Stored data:
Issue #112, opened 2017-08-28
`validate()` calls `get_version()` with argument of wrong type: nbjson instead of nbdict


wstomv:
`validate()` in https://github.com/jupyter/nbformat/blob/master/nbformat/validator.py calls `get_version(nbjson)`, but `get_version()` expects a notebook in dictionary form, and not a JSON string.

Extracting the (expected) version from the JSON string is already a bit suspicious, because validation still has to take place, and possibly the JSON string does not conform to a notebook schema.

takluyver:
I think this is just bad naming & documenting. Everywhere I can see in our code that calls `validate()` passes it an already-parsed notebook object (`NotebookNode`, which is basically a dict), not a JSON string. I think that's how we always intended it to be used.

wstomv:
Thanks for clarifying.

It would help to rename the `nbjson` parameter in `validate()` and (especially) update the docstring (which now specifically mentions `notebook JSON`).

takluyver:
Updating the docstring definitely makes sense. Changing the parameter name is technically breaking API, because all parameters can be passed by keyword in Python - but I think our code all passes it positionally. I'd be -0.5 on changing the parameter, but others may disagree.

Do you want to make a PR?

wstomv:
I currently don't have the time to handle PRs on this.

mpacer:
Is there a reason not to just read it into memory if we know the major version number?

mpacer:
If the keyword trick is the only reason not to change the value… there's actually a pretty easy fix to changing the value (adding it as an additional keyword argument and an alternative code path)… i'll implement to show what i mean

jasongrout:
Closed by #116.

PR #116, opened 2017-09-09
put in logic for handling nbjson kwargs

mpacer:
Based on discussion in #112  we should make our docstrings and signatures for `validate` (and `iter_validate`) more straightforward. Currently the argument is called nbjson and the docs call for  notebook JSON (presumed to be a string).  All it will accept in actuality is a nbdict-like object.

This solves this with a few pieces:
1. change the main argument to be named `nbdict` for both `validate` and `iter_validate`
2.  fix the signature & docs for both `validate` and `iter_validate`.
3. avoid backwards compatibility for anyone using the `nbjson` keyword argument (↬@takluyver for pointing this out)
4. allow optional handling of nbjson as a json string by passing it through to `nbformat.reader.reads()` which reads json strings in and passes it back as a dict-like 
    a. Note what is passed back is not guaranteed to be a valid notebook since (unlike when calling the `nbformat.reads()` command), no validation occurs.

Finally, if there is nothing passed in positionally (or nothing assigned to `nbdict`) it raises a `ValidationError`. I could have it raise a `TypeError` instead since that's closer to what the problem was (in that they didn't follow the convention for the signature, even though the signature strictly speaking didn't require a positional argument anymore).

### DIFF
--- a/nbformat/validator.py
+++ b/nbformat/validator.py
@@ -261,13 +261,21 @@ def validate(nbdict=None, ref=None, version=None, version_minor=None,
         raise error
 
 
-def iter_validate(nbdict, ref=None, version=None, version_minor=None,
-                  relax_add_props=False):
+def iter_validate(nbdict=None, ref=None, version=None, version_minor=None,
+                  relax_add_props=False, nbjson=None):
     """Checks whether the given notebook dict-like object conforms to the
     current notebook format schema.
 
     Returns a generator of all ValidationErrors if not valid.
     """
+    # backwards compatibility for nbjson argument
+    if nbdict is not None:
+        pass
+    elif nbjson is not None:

■ Task to complete
Every record must be output again with its wording unchanged.

■ Result below
Issue #112, opened 2017-08-28
`validate()` calls `get_version()` with argument of wrong type: nbjson instead of nbdict


wstomv:
`validate()` in https://github.com/jupyter/nbformat/blob/master/nbformat/validator.py calls `get_version(nbjson)`, but `get_version()` expects a notebook in dictionary form, and not a JSON string.

Extracting the (expected) version from the JSON string is already a bit suspicious, because validation still has to take place, and possibly the JSON string does not conform to a notebook schema.

takluyver:
I think this is just bad naming & documenting. Everywhere I can see in our code that calls `validate()` passes it an already-parsed notebook object (`NotebookNode`, which is basically a dict), not a JSON string. I think that's how we always intended it to be used.

wstomv:
Thanks for clarifying.

It would help to rename the `nbjson` parameter in `validate()` and (especially) update the docstring (which now specifically mentions `notebook JSON`).

takluyver:
Updating the docstring definitely makes sense. Changing the parameter name is technically breaking API, because all parameters can be passed by keyword in Python - but I think our code all passes it positionally. I'd be -0.5 on changing the parameter, but others may disagree.

Do you want to make a PR?

wstomv:
I currently don't have the time to handle PRs on this.

mpacer:
Is there a reason not to just read it into memory if we know the major version number?

mpacer:
If the keyword trick is the only reason not to change the value… there's actually a pretty easy fix to changing the value (adding it as an additional keyword argument and an alternative code path)… i'll implement to show what i mean

jasongrout:
Closed by #116.

PR #116, opened 2017-09-09
put in logic for handling nbjson kwargs

mpacer:
Based on discussion in #112  we should make our docstrings and signatures for `validate` (and `iter_validate`) more straightforward. Currently the argument is called nbjson and the docs call for  notebook JSON (presumed to be a string).  All it will accept in actuality is a nbdict-like object.

This solves this with a few pieces:
1. change the main argument to be named `nbdict` for both `validate` and `iter_validate`
2.  fix the signature & docs for both `validate` and `iter_validate`.
3. avoid backwards compatibility for anyone using the `nbjson` keyword argument (↬@takluyver for pointing this out)
4. allow optional handling of nbjson as a json string by passing it through to `nbformat.reader.reads()` which reads json strings in and passes it back as a dict-like 
    a. Note what is passed back is not guaranteed to be a valid notebook since (unlike when calling the `nbformat.reads()` command), no validation occurs.

Finally, if there is nothing passed in positionally (or nothing assigned to `nbdict`) it raises a `ValidationError`. I could have it raise a `TypeError` instead since that's closer to what the problem was (in that they didn't follow the convention for the signature, even though the signature strictly speaking didn't require a positional argument anymore).

### DIFF
--- a/nbformat/validator.py
+++ b/nbformat/validator.py
@@ -261,13 +261,21 @@ def validate(nbdict=None, ref=None, version=None, version_minor=None,
         raise error
 
 
-def iter_validate(nbdict, ref=None, version=None, version_minor=None,
-                  relax_add_props=False):
+def iter_validate(nbdict=None, ref=None, version=None, version_minor=None,
+                  relax_add_props=False, nbjson=None):
     """Checks whether the given notebook dict-like object conforms to the
     current notebook format schema.
 
     Returns a generator of all ValidationErrors if not valid.
     """
+    # backwards compatibility for nbjson argument
+    if nbdict is not None:
+        pass
+    elif nbjson is not None:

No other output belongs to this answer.